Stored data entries
»»

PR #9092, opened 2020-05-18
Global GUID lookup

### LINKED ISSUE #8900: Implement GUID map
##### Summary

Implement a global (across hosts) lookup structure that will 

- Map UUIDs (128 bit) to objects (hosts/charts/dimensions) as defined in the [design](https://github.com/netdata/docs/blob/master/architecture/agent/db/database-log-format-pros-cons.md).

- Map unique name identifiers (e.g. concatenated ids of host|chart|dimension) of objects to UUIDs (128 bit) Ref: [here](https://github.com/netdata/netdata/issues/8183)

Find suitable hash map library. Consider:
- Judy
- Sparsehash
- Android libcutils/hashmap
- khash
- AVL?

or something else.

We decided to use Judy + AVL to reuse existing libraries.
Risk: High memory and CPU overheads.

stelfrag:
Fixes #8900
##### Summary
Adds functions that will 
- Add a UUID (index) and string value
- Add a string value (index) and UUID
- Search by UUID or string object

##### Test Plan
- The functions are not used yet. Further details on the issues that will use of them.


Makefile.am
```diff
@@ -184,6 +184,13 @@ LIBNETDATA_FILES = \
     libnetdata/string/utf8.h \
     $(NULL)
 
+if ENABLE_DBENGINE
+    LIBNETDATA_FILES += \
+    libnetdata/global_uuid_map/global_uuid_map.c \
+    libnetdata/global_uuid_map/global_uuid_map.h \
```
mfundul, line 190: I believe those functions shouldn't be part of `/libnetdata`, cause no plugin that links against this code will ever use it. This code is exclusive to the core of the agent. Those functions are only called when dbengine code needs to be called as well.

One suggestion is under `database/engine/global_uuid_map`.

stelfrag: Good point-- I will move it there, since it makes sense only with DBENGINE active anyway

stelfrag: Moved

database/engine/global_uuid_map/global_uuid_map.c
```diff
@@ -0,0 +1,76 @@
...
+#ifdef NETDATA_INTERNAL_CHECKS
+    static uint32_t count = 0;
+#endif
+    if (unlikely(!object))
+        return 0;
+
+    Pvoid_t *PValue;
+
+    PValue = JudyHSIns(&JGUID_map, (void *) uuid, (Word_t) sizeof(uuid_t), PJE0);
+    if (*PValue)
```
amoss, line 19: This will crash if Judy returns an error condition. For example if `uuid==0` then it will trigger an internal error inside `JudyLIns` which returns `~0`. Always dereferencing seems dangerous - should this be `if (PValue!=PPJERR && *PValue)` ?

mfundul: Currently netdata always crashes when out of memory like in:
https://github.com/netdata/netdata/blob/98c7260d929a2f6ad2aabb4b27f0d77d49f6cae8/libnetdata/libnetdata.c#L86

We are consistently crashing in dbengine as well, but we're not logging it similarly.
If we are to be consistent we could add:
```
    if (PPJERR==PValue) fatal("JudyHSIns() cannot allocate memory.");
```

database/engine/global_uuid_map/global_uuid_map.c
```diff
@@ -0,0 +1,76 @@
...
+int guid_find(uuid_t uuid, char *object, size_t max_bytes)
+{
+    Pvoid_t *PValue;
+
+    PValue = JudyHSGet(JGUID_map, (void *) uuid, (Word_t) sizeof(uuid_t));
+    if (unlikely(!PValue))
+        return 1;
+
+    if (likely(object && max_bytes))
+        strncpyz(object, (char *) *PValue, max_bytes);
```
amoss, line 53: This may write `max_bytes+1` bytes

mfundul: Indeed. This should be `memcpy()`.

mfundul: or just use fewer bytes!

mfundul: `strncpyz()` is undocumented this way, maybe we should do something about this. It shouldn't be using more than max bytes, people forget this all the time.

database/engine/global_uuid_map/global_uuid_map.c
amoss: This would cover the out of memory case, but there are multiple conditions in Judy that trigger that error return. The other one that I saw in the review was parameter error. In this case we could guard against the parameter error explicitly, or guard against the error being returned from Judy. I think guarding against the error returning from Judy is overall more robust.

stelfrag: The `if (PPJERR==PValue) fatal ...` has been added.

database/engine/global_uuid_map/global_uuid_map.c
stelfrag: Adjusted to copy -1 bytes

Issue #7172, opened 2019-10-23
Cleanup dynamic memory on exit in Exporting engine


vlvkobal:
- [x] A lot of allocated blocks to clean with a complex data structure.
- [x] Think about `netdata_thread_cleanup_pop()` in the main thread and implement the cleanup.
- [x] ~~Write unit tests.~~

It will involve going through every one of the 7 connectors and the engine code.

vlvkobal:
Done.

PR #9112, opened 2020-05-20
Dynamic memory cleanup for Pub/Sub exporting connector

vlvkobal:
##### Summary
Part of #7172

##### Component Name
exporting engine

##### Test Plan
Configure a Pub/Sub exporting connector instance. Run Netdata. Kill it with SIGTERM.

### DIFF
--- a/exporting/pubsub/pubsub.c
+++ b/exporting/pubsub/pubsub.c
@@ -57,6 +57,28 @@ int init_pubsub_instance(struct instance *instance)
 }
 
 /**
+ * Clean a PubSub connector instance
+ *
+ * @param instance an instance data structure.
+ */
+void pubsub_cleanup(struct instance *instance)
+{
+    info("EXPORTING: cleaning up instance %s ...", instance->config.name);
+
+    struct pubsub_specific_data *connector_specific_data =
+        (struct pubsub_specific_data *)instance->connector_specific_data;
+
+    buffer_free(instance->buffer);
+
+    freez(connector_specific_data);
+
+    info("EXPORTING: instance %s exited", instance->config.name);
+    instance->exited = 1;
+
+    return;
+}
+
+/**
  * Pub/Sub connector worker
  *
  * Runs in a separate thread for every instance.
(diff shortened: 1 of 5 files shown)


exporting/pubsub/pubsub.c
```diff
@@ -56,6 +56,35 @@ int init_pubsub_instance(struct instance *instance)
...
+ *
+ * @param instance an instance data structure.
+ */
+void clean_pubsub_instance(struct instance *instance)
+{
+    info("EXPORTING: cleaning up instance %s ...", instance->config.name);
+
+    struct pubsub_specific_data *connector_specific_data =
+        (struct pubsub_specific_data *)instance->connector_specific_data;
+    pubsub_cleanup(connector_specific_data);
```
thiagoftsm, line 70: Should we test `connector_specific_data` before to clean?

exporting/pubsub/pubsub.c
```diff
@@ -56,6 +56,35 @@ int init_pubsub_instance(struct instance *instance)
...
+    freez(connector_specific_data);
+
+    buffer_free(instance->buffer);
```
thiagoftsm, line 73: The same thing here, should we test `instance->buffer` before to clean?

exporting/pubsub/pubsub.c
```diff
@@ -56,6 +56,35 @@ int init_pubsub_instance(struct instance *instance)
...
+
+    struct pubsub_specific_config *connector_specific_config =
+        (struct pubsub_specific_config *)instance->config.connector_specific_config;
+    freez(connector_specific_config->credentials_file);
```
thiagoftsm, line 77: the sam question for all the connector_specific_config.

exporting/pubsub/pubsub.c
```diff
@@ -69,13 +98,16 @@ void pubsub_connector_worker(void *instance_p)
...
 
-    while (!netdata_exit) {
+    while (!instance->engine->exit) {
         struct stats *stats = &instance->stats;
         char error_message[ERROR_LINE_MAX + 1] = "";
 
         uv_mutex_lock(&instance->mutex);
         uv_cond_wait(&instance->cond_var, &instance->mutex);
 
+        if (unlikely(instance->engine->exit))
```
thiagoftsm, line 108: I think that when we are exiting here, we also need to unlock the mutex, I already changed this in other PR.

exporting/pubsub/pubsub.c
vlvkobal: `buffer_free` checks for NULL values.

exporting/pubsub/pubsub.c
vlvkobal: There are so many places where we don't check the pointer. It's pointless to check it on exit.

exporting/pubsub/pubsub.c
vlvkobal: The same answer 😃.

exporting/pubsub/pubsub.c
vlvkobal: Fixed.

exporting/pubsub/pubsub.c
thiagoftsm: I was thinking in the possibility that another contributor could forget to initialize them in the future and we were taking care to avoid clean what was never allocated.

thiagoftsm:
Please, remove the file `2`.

««

» **ACTION ITEM**
Set down verbatim only the lines between the start of the data above and the line with "- Add a string value (index) and UUID", both boundaries included.

» **WRITTEN REPLY**
PR #9092, opened 2020-05-18
Global GUID lookup

### LINKED ISSUE #8900: Implement GUID map
##### Summary

Implement a global (across hosts) lookup structure that will 

- Map UUIDs (128 bit) to objects (hosts/charts/dimensions) as defined in the [design](https://github.com/netdata/docs/blob/master/architecture/agent/db/database-log-format-pros-cons.md).

- Map unique name identifiers (e.g. concatenated ids of host|chart|dimension) of objects to UUIDs (128 bit) Ref: [here](https://github.com/netdata/netdata/issues/8183)

Find suitable hash map library. Consider:
- Judy
- Sparsehash
- Android libcutils/hashmap
- khash
- AVL?

or something else.

We decided to use Judy + AVL to reuse existing libraries.
Risk: High memory and CPU overheads.

stelfrag:
Fixes #8900
##### Summary
Adds functions that will 
- Add a UUID (index) and string value
- Add a string value (index) and UUID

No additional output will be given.